[Opening THE DATA section]

PR #3486, opened 2019-04-30
Fixed resource issues in LW

Chman:
### Purpose of this PR
As per our slack conversation. Needs to be backported to 2019.2.

---
### Testing status
**Katana Tests**: [Running](https://katana.bf.unity3d.com/projects/com.unity.render-pipelines/builders?ScriptableRenderLoop_branch=lwrp%2Fresources-fix&automation-tools_branch=master&unity_branch=trunk&sort=1-asc)


sophiaaar:
While it looks bad that 2 out of 3 tests failed, this is actually very promising, because on SRP master, standalone tests don't even run. So it confirms that this change fixes that issue

com.unity.render-pipelines.core/Runtime/Utilities/ResourceReloader.cs
```diff
@@ -163,7 +163,7 @@ static string GetFullPath(string basePath, ReloadAttribute attribute, int index
                     path = attribute.paths[index];
                     break;
                 case ReloadAttribute.Package.Root:
-                    path = Path.Combine(basePath, attribute.paths[index]);
+                    path = basePath + "/" + attribute.paths[index];
```
sophiaaar: why was this part changed?

Chman: Because `Path.Combine` does weird things with path separators and seems to be platform dependent. For instance on windows it would return paths like this:
```
Packages/com.unity.render-pipelines.lightweight\Runtime/Shaders/Utils/Blit.shader
```
(note the `\`) So I just forced it to a forward slash. Just a safety measure.

stramit:
internally we will remap the '/' to the right thing anyway.

com.unity.render-pipelines.core/Runtime/Utilities/ResourceReloader.cs
phi-lira: Yep, I was just seeing an error about this path weirdness in my branch.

[Closing THE DATA section]

> [TASK STATEMENT]
Each line from the one with "a safety measure." through the end of the records above should be written out exactly. No other line should appear.

> [REPLY TO THE TASK]
(note the `\`) So I just forced it to a forward slash. Just a safety measure.

stramit:
internally we will remap the '/' to the right thing anyway.

com.unity.render-pipelines.core/Runtime/Utilities/ResourceReloader.cs
phi-lira: Yep, I was just seeing an error about this path weirdness in my branch.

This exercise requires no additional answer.